Reading the data below, count the lines that carry the string "files". Give nothing but the count.

■ INPUT RECORDS ■
□ □ □ □ □
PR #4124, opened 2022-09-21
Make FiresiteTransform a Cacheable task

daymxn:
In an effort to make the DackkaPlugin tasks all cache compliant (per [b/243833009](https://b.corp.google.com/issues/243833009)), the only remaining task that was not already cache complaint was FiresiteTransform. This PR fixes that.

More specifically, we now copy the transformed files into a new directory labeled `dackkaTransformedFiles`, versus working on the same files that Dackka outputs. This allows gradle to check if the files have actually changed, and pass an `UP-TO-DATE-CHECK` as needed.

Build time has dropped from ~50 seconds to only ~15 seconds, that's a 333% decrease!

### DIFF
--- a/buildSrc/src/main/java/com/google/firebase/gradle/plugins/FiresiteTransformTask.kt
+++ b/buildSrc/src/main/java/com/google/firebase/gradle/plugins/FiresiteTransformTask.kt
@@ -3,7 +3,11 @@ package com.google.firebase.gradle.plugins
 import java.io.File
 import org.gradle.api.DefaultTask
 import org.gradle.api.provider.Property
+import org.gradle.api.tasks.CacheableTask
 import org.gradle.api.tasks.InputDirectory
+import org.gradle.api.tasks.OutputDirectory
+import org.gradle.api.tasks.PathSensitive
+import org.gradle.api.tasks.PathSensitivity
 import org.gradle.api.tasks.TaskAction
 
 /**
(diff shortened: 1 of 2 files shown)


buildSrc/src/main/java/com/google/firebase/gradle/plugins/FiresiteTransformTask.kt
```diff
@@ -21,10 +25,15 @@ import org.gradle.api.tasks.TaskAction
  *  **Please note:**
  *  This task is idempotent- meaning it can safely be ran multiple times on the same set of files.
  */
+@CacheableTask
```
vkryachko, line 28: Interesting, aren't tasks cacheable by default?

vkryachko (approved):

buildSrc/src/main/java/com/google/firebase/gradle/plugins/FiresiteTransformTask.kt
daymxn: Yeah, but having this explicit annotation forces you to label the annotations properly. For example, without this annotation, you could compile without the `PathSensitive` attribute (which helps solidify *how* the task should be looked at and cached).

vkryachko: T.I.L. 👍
□ □ □ □ □
■ SOLUTION ■
3